Your assignment
If a line in the records below holds the word "processing", copy it.
[Start of section]
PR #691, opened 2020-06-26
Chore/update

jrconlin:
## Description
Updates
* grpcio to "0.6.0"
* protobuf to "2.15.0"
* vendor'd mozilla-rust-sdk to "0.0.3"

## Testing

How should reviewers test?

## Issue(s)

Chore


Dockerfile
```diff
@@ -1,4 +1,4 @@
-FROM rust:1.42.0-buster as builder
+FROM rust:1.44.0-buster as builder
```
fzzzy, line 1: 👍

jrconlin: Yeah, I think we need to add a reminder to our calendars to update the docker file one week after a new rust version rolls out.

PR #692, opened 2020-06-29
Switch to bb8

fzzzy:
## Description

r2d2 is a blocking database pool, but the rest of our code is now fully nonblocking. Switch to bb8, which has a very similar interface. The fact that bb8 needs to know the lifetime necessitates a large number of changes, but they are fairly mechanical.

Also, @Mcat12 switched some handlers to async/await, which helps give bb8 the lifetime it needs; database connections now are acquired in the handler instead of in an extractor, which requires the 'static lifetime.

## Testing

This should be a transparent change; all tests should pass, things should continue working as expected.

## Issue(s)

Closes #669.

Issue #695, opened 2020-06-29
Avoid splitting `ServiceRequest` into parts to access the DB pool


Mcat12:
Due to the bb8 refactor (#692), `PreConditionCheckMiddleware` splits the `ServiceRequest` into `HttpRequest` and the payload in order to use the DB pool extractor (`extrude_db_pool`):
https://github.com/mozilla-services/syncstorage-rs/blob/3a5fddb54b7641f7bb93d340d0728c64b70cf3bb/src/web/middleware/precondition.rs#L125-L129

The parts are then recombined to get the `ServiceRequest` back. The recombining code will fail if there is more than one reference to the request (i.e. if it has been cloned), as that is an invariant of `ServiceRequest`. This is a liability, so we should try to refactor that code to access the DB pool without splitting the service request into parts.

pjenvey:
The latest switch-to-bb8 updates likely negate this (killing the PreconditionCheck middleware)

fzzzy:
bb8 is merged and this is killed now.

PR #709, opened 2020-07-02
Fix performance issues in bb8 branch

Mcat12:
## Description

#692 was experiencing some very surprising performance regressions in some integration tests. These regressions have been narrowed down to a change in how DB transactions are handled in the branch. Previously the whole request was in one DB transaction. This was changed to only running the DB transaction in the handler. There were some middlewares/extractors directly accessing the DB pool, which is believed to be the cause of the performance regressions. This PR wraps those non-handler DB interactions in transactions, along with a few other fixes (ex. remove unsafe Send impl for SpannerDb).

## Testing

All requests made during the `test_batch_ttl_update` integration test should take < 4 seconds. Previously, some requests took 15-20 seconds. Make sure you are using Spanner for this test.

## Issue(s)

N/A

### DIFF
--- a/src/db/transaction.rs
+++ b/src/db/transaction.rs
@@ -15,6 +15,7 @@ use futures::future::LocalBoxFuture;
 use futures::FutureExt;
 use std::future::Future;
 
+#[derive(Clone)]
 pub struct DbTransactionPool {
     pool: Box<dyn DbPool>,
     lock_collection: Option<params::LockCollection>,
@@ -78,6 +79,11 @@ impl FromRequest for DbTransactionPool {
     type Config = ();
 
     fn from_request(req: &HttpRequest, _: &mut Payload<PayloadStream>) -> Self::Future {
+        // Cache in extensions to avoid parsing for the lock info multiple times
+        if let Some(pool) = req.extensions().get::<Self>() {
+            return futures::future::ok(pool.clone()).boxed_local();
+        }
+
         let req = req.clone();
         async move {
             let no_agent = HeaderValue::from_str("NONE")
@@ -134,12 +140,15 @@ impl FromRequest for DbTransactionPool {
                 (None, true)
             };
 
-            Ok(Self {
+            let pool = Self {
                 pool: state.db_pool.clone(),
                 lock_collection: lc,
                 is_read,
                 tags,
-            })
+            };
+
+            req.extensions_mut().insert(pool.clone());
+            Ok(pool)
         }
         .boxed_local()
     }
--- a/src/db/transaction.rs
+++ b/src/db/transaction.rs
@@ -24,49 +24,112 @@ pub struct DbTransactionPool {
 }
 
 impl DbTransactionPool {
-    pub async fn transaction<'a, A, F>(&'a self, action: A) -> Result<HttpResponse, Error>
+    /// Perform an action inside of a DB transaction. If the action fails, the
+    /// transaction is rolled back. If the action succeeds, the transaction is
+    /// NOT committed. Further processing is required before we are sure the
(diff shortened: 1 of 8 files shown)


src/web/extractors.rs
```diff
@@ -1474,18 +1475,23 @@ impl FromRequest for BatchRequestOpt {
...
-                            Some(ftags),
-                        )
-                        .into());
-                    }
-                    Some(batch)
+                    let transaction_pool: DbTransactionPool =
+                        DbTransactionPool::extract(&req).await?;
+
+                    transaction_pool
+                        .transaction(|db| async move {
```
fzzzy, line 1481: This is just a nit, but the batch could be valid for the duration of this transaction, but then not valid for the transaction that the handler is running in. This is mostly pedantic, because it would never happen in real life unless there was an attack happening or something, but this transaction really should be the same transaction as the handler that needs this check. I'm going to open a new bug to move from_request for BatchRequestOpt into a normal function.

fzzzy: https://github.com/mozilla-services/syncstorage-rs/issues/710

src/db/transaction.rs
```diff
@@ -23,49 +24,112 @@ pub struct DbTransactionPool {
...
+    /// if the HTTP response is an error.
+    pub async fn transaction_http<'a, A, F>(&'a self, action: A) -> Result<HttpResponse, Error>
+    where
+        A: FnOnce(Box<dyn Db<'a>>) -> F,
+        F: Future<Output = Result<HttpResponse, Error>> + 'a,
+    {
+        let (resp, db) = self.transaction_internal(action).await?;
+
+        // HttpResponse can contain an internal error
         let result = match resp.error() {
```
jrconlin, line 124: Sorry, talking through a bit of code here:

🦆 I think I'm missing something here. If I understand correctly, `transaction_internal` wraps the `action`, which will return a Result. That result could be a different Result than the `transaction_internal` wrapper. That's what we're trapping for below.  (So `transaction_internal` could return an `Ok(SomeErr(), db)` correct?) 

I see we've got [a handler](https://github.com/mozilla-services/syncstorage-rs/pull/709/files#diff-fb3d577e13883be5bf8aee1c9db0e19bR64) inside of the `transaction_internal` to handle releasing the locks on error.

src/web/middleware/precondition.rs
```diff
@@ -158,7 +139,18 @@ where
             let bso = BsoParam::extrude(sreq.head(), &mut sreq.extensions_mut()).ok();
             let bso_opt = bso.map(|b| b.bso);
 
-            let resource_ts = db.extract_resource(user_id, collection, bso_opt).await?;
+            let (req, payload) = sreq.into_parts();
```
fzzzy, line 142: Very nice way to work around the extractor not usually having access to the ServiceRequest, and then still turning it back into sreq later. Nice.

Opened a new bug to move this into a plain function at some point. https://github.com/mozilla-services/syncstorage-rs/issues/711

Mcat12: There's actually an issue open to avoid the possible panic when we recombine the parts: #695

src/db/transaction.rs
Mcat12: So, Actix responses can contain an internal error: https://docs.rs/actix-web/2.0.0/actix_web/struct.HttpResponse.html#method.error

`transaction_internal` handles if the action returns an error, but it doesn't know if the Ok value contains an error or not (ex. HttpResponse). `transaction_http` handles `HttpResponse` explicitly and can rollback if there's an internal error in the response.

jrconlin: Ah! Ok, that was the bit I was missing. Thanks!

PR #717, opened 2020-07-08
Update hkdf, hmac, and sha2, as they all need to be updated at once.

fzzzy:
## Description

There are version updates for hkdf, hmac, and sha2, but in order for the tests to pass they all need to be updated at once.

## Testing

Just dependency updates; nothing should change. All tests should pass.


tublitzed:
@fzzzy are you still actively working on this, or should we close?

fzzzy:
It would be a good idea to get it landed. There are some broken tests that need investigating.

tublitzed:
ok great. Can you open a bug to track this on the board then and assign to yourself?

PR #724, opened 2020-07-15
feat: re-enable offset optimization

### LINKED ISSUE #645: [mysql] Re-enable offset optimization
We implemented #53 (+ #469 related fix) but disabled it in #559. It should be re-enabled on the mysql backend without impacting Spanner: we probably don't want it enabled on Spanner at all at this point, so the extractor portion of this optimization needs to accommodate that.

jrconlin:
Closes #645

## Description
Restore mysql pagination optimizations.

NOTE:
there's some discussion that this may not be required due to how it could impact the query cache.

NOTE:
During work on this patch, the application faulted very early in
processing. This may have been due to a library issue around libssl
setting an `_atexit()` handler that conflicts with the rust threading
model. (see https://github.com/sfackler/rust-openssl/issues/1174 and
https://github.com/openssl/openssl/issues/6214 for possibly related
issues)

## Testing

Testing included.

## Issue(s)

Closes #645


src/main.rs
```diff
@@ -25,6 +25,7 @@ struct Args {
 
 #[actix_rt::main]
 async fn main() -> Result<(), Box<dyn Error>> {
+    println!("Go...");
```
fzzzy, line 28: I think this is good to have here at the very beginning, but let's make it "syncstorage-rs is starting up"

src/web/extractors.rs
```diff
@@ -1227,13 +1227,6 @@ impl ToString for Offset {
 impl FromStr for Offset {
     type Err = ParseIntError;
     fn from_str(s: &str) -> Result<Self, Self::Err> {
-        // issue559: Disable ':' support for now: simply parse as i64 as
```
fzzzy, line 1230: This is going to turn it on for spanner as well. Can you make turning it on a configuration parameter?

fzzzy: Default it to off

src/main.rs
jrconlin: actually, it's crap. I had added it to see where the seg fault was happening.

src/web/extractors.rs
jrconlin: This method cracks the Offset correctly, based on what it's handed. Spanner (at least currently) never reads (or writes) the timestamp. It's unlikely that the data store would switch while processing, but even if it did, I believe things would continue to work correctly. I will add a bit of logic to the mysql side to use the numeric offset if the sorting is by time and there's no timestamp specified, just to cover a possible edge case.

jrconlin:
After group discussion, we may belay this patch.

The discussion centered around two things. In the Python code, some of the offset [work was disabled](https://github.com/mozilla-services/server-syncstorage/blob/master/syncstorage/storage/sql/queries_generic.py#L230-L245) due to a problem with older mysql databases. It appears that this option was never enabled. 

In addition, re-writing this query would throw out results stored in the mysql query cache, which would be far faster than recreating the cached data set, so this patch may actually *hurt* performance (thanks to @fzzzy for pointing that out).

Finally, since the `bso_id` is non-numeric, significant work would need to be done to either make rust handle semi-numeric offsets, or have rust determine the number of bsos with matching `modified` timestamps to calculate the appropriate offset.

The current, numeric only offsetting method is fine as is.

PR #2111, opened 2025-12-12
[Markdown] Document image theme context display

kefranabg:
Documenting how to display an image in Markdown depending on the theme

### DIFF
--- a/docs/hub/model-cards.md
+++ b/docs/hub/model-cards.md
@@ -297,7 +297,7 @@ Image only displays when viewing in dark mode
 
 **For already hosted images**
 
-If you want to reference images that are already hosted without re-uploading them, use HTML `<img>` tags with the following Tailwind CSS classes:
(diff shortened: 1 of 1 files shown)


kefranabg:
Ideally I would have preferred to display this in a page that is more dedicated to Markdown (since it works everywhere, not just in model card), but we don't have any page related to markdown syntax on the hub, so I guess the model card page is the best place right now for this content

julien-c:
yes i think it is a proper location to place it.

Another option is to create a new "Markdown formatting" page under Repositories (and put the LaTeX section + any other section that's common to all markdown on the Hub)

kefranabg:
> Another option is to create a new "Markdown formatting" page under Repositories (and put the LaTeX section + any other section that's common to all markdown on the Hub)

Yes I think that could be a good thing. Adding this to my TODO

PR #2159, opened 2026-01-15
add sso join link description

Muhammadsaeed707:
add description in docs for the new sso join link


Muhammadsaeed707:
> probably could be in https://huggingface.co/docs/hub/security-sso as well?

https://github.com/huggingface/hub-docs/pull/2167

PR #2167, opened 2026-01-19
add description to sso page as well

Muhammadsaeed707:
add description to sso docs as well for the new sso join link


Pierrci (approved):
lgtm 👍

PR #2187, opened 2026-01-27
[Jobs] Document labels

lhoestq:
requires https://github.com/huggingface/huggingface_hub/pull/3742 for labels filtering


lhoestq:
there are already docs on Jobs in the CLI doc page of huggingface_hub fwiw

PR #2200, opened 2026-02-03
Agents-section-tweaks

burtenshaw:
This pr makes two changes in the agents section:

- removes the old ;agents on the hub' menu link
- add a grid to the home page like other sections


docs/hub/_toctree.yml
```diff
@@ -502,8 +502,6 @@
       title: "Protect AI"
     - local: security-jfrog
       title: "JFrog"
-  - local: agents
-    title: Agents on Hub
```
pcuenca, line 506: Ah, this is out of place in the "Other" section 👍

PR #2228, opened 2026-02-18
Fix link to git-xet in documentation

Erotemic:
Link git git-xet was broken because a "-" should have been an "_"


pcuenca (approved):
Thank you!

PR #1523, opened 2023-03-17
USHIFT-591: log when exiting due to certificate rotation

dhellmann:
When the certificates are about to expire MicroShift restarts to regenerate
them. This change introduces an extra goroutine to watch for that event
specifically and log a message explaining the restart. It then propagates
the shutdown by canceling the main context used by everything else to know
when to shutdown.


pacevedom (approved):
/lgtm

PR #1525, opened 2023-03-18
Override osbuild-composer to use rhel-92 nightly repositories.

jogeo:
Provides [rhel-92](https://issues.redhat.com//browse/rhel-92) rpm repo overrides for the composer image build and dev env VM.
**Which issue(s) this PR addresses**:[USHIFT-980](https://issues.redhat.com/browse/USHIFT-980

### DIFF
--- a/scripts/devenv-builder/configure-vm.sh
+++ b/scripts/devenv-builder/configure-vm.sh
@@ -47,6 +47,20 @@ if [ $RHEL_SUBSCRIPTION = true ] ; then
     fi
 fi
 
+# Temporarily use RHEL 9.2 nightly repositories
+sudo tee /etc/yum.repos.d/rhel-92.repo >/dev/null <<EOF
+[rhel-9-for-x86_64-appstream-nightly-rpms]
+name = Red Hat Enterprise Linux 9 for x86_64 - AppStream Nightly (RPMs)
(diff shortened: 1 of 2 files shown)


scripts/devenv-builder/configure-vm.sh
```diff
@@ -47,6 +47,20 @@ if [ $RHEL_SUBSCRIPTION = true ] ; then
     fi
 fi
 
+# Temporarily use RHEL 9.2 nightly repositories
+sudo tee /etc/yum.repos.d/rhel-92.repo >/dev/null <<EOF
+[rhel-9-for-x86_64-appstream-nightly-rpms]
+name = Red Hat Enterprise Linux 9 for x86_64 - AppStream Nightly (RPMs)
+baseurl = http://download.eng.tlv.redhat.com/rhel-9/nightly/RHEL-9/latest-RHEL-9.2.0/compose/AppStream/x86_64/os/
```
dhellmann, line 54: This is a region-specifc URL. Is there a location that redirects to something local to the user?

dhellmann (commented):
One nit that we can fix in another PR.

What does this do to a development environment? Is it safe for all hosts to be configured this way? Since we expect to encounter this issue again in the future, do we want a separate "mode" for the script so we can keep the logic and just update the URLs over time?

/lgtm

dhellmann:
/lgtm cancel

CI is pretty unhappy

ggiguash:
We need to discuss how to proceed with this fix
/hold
[End of section]
Answer section
+    /// NOT committed. Further processing is required before we are sure the
processing. This may have been due to a library issue around libssl
jrconlin: This method cracks the Offset correctly, based on what it's handed. Spanner (at least currently) never reads (or writes) the timestamp. It's unlikely that the data store would switch while processing, but even if it did, I believe things would continue to work correctly. I will add a bit of logic to the mysql side to use the numeric offset if the sorting is by time and there's no timestamp specified, just to cover a possible edge case.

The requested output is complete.